I disagree with a large portion of his methods.  I think a lot of the behaviors he uses are NOT the way to the top of the pack--his methods mimic those of a beta wolf, not an alpha.  Alphas tend to rule by ignoring, not by direct aggression.  Besides, the life we want our pets to lead is not parallel to one of actual wild animals.  His techniques are band-aids, not true solutions.  They are based in anecdotal experience and I think there are much more effective ways for most dogs to be trained.

Someone mentioned patricia McConnell--she's a trainer that I can really get behind.  We used her techniques with our two alaskan klee kai and people cannot believe how well trained they are--NO barking--our neighbors think we drug them--and that's from a breed known for being loud.  There is no way they do not know who is in charge...  You can be firm without imposing physical methods in training.

----------


## FrostFell

> Wow I didnt realize some of you thinks he abuses and chokes the dogs. If you dont make you dog submissive then you are not the owner, the dog is. I go at it with my parents all the time because their 2 mutts run their house. You're right though if you want something calm and cuddly get a stuffed bear. At least it wont piss on your floor.
> 
> I have had some of the best behaved dogs EVER by using most of his methods. I modded them to fit my homes needs. But he is spot on. What most people dont realize is that most of it is nothing special. It's ALOT of common sense things. My female Dobe is 95% voice activated. She know our tone of voice and what it means and what she is expected to do.

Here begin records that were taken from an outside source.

PR #3319, opened 2020-11-03
Fixes #18466: Inherited node prop arrays are replaced not merged contrary to doc

fanf:
https://issues.rudder.io/issues/18466

I have a second idea with a modifier that can be appended to node properties to specify the inheritance behavior for object, arrays and string independently.

As it is a significant change, it should certainly add in 6.2.

PR #3335, opened 2020-11-04
Fixes #18466: Inherited node prop arrays are replaced not merged contrary to doc

fanf:
https://issues.rudder.io/issues/18466

Replacing previous PR: https://github.com/Normation/rudder/pull/3319

Add a "inheritMode" optionnal attribute in all properties (global param, group, node). Only global param has an UI (because it's likely where people want to change that, and because I have 0 idea about how to do one for group/node properties). 

inheritMode is a 3 char strings:
- 1: behavior for json object; m = merge (default), o = override
- 2: behavior for array: o = override (defaut), a = append, p = prepend
- 3: behavior for strings: o = override (defaut), a = append, p = prepend

### DIFF
--- a/webapp/sources/rudder/rudder-core/src/main/resources/ldap/rudder.schema
+++ b/webapp/sources/rudder/rudder-core/src/main/resources/ldap/rudder.schema
@@ -356,6 +356,13 @@ attributetype ( RudderAttributes:307
   SUBSTR caseIgnoreSubstringsMatch
   SYNTAX 1.3.6.1.4.1.1466.115.121.1.15 )
 
+attributetype ( RudderAttributes:308
+  NAME 'inheritMode'
+  DESC 'inheritance mode like merge, override, etc for properties and parameters object/array/string'
+  EQUALITY caseExactMatch
+  SUBSTR caseIgnoreSubstringsMatch
+  SYNTAX 1.3.6.1.4.1.1466.115.121.1.15 )
+
 #### Nodes
 
 attributetype ( RudderAttributes:351
@@ -540,7 +547,8 @@ objectclass ( RudderObjectClasses:120
   SUP top
   STRUCTURAL
   MUST ( parameterName )
-  MAY ( parameterValue $ description $ propertyProvider $ overridable ) )
+  MAY ( parameterValue $ description $ propertyProvider $
+        overridable $ inheritMode ) )
 
 #
 # Application properties
--- a/webapp/sources/rudder/rudder-core/src/main/scala/com/normation/rudder/domain/nodes/Properties.scala
+++ b/webapp/sources/rudder/rudder-core/src/main/scala/com/normation/rudder/domain/nodes/Properties.scala
@@ -77,6 +77,61 @@ import net.liftweb.json.JsonDSL._
  */
 final case class PropertyProvider(value: String) extends AnyVal
 
+
+/*
+ * An inherit mode is three chars, one for object, one for array, one for string like: 'moo'
+ * The first char is for objects and can be: o = override, m = merge (default)
+ * The second char is for arrays and can be: o = override (default), a = append, p = prepend
+ * The third is for strings and can be:      o = override (default), a = append, p = prepend
+ */
+final case class InheritMode(
+    forObject: InheritMode.ObjectMode
+  , forArray : InheritMode.ArrayMode
+  , forString: InheritMode.StringMode
+) {
+  def value = s"${forObject.value}${forArray.value}${forString.value}"
+}
+final object InheritMode {
+  sealed trait ObjectMode { def value: Char }
+  final case object ObjectMode {
+    final case object Override extends ObjectMode { override val value = 'o' }
+    final case object Merge    extends ObjectMode { override val value = 'm' }
+
+    def all = ca.mrvisser.sealerate.values[ObjectMode].toList
+    def parse(c: Char) = all.find(c == _.value)
+  }
+  sealed trait ArrayMode { def value: Char }
+  final case object ArrayMode {
+    final case object Override extends ArrayMode { override val value = 'o' }
+    final case object Append   extends ArrayMode { override val value = 'a' }
+    final case object Prepend  extends ArrayMode { override val value = 'p' }
+
+    def all = ca.mrvisser.sealerate.values[ArrayMode].toList
+    def parse(c: Char) = all.find(c == _.value)
+  }
+  sealed trait StringMode { def value: Char }
+  final case object StringMode {
+    final case object Override extends StringMode { override val value = 'o' }
+    final case object Append   extends StringMode { override val value = 'a' }
+    final case object Prepend  extends StringMode { override val value = 'p' }
+
+    def all = ca.mrvisser.sealerate.values[StringMode].toList
+    def parse(c: Char) = all.find(c == _.value)
+  }
+
+  def parseString(s: String): PureResult[InheritMode] = s.toList match {
+    case obj :: arr :: str :: Nil =>
+      (ObjectMode.parse(obj), ArrayMode.parse(arr), StringMode.parse(str)) match {
+        case (Some(o), Some(a), Some(s)) => Right(InheritMode(o, a, s))
+        case _                           => Left(Inconsistency(s"Impossible to parse string as inherit mode option, expecting: [mo][oap][oap] but got: ${s}"))
+      }
+    case _                        =>
+                                            Left(Inconsistency(s"Impossible to parse string as inherit mode option, expecting: [mo][oap][oap] but got: ${s}"))
+  }
+
+  val Default = InheritMode(ObjectMode.Merge, ArrayMode.Override, StringMode.Override)
+}
+
 object PropertyProvider {
   /*
    * System property provider. These properties should never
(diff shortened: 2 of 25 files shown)


VinceMacBuche:
There is a wip commit that should be prefixed by fixup!

webapp/sources/rudder/rudder-core/src/main/resources/ldap/rudder.schema
```diff
@@ -356,6 +356,13 @@ attributetype ( RudderAttributes:307
   SUBSTR caseIgnoreSubstringsMatch
   SYNTAX 1.3.6.1.4.1.1466.115.121.1.15 )
 
+attributetype ( RudderAttributes:308
+  NAME 'inheritMode'
+  DESC 'inheritance mode like merge, overrid, etc for properties and parameters object/array/string'
```
VinceMacBuche, line 361:
```suggestion
  DESC 'inheritance mode like merge, override, etc for properties and parameters object/array/string'
```

You can accept suggestion by prefixingby fixup! when accepting

webapp/sources/rudder/rudder-core/src/main/scala/com/normation/rudder/domain/nodes/Properties.scala
```diff
@@ -77,6 +77,62 @@ import net.liftweb.json.JsonDSL._
  */
 final case class PropertyProvider(value: String) extends AnyVal
 
+
+/*
+ * An inherit mode is three char, one for object, one for array, one for string like (?moo)
```
VinceMacBuche, line 82:
```suggestion
 * An inherit mode is three chars, one for object, one for array, one for string like (moo)
```

webapp/sources/rudder/rudder-core/src/main/scala/com/normation/rudder/domain/nodes/Properties.scala
```diff
@@ -77,6 +77,62 @@ import net.liftweb.json.JsonDSL._
...
+ * The first char is for objects and can be: d = o = override, m = merge (default)
```
VinceMacBuche, line 83:
```suggestion
 * The first char is for objects and can be: o = override, m = merge (default)
```

webapp/sources/rudder/rudder-core/src/main/scala/com/normation/rudder/domain/nodes/Properties.scala
```diff
@@ -77,6 +77,62 @@ import net.liftweb.json.JsonDSL._
...
+ * The second char is for arrays and can be: d = o = override (default), a = append, p = prepend
```
VinceMacBuche, line 84:
```suggestion
 * The second char is for arrays and can be: o = override (default), a = append, p = prepend
```

webapp/sources/rudder/rudder-core/src/main/scala/com/normation/rudder/domain/nodes/Properties.scala
```diff
@@ -77,6 +77,62 @@ import net.liftweb.json.JsonDSL._
...
+  final case object StringMode {
+    final case object Override extends StringMode { override val value = 'o' }
+    final case object Append   extends StringMode { override val value = 'a' }
+    final case object Prepend  extends StringMode { override val value = 'p' }
+
+    def all = ca.mrvisser.sealerate.values[StringMode].toList
+    def parse(c: Char) = all.find(c == _.value)
+  }
+
+  def parseString(s: String): Option[InheritMode] = s.toList match {
```
VinceMacBuche, line 122: I think it should be a PureResult and give errors when parsing is not OK

Maybe also treat the case when there is more then 3 characters ? But maybe it's better to have only 3 chars as valid case, so maybe it's good like this, just discussing

webapp/sources/rudder/rudder-core/src/main/scala/com/normation/rudder/domain/nodes/Properties.scala
```diff
@@ -77,6 +77,62 @@ import net.liftweb.json.JsonDSL._
  */
 final case class PropertyProvider(value: String) extends AnyVal
 
+
+/*
+ * An inherit mode is three char, one for object, one for array, one for string like (?moo)
+ * The first char is for objects and can be: d = o = override, m = merge (default)
+ * The second char is for arrays and can be: d = o = override (default), a = append, p = prepend
+ * The third is for strings and can ve:      d = o = override (default), a = append, p = prepend
```
VinceMacBuche, line 85:
```suggestion
 * The third is for strings and can ve:      o = override (default), a = append, p = prepend
```

webapp/sources/rudder/rudder-core/src/main/scala/com/normation/rudder/domain/nodes/Properties.scala
```diff
@@ -77,6 +77,62 @@ import net.liftweb.json.JsonDSL._
...
+    case obj :: arr :: str :: Nil =>
+      (ObjectMode.parse(obj), ArrayMode.parse(arr), StringMode.parse(str)) match {
+        case (Some(o), Some(a), Some(s)) => Some(InheritMode(o, a, s))
+        case _                           => None
+      }
+    case _                        =>
+                                            None
+  }
+
+  val optionStringLenght = 6
```
VinceMacBuche, line 132: I think it's unused, and Lenght is spelled Length ;)

webapp/sources/rudder/rudder-core/src/main/resources/ldap/rudder.schema
fanf: It will need a rebase in all case

webapp/sources/rudder/rudder-core/src/main/scala/com/normation/rudder/domain/nodes/Properties.scala
fanf: I'm not sure. It complicates a lot the usage.
And no, the only legit case if these three chars, so it's ok to return none in other cases

webapp/sources/rudder/rudder-core/src/main/resources/ldap/rudder.schema
VinceMacBuche: Non it will create a new commit and it will be rebased if you add fixup! to the commit message

fanf:
PR updated with a new commit

webapp/sources/rudder/rudder-core/src/main/scala/com/normation/rudder/domain/nodes/Properties.scala
```diff
@@ -194,24 +269,77 @@ object GenericProperty {
...
   /**
    * Merge two properties. newProp values will win.
    * You should have check before that "name" and "provider" are OK.
    */
   def mergeConfig(oldProp: Config, newProp: Config): Config = {
-    newProp.withFallback(oldProp)
+    val mode = (GenericProperty.getMode(oldProp), GenericProperty.getMode(newProp)) match {
+      case (None, None)                                   => None
+      case (None, Some(mode))                             => Some(mode)
+      case (Some(mode), None | Some(InheritMode.Default)) => Some(mode)
```
VinceMacBuche, line 331: You should not get oldProperty mode if someone has selected the same mode than default

webapp/sources/rudder/rudder-core/src/main/scala/com/normation/rudder/domain/nodes/Properties.scala
```diff
@@ -194,24 +269,77 @@ object GenericProperty {
...
+        }
+      case (_,OBJECT) => newValue //override
+    }
   }
 
   /**
    * Merge two properties. newProp values will win.
    * You should have check before that "name" and "provider" are OK.
    */
   def mergeConfig(oldProp: Config, newProp: Config): Config = {
```
VinceMacBuche, line 327: The name of variables is quite confusing to me in fact, old means parent, it may not be the time to rename but it quite confusing to me

webapp/sources/rudder/rudder-core/src/main/resources/ldap/rudder.schema
fanf: No, I mean that I will have to do a manual rebase because there is already existing commit that are not fixup

webapp/sources/rudder/rudder-core/src/main/scala/com/normation/rudder/domain/nodes/Properties.scala
fanf: Hum. Yes, you are right, it's a sequel of the past when it was not in option!

webapp/sources/rudder/rudder-core/src/main/scala/com/normation/rudder/domain/nodes/Properties.scala
fanf: I tried parent/child before and it was way worse. old/new can be consistent whatever the origin, is just "what you had before, and what you want to add/merge".

VinceMacBuche (approved):

PR #3346, opened 2020-11-07
Fixes #18529: If LDAP server does not support subtree deletion, we get error when entry does not exists

fanf:
https://issues.rudder.io/issues/18529


fanf:
PR updated with a new commit

ncharles (approved):

fanf:
OK, squash merging this PR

I think he chokes out and abuses his dogs because I SEE him choke out and abuse dogs. A chow laying flat on the group with its mouth gaping and tongue hanging, unconsious, is not "training".

His methods are nothing short of tough guy intimidation and bullying. 

ALL my dogs are the most well mannered polite "after you no after you!" dogs you could ever hope for, and they are ALL completely voice trained. I have never touched my dogs (of any of the dozen breeds I've owned), ever, in training them or getting them to do what I want. Hands on my dogs is petting only. I have never resorted to "training collars", slapping pushing pulling positioning or scruffing. These methods are barbaric, disrespectful and unnessicary. 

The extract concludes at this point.